Use --model zai/<model> (e.g. zai/glm-4.7). Defaults to Z.AI’s base URL and uses chat completions.

#Ollama

Use --model ollama/<model> (e.g. ollama/qwen3:14b, ollama/gemma3:12b) to talk to a local Ollama instance over its OpenAI-compatible endpoint. See docs/ollama.md for full setup, model recommendations, and limitations.

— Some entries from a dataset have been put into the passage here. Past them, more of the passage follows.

PR #2489, opened 2015-07-16
Performance optimizations for msvc build

arkpar:


libdevcrypto/CMakeLists.txt
```diff
@@ -24,10 +24,8 @@ target_link_libraries(${EXECUTABLE} ${DB_LIBRARIES})
 target_link_libraries(${EXECUTABLE} ${CRYPTOPP_LIBRARIES})
 target_link_libraries(${EXECUTABLE} scrypt)
 target_link_libraries(${EXECUTABLE} devcore)
-if (NOT WIN32)
-	add_definitions(-DETH_HAVE_SECP256K1)
-	target_link_libraries(${EXECUTABLE} secp256k1)
-endif ()
+add_definitions(-DETH_HAVE_SECP256K1)
```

#GitHub Copilot / GitHub Models

Use --model github-copilot/<model> for explicit GitHub-hosted model calls.

  • Examples:
  • github-copilot/gpt-5.4
  • github-copilot/gpt-5.4-mini
  • github-copilot/gpt-5.4-nano
  • github-copilot/gpt-5-mini
  • github-copilot/gpt-5-nano
  • github-copilot/anthropic/claude-haiku-4.5
  • Auth: GITHUB_TOKEN or GH_TOKEN
  • Transport: GitHub Models chat completions (https://models.github.ai/inference)
  • Notes:
  • bare shorthand like github-copilot/gpt-5.4 or github-copilot/claude-opus-4.6 auto-expands to the provider-qualified backend id
  • document attachments stay unsupported in this mode

#Input limits

  • Text prompts are checked against the model’s max input tokens (LiteLLM catalog) using a GPT tokenizer.
  • Text files over 10 MB are rejected before tokenization.

#PDF attachments

  • For PDF inputs, --preprocess auto will send the PDF directly to Anthropic/OpenAI/Gemini when a fixed model supports documents; otherwise we fall back to markitdown.
  • --preprocess always forces markitdown (no direct attachments).
  • When markitdown returns only page headers for an image-only PDF, summarize can retry with OpenAI vision OCR if OPENAI_API_KEY is available. The OCR model defaults to gpt-4o-mini; set MARKITDOWN_OCR_MODEL to override it, or MARKITDOWN_OCR_DPI to tune rendered page size. This sends rendered PDF pages to the OpenAI API and may incur per-page vision costs.
  • Streaming is disabled for document attachments.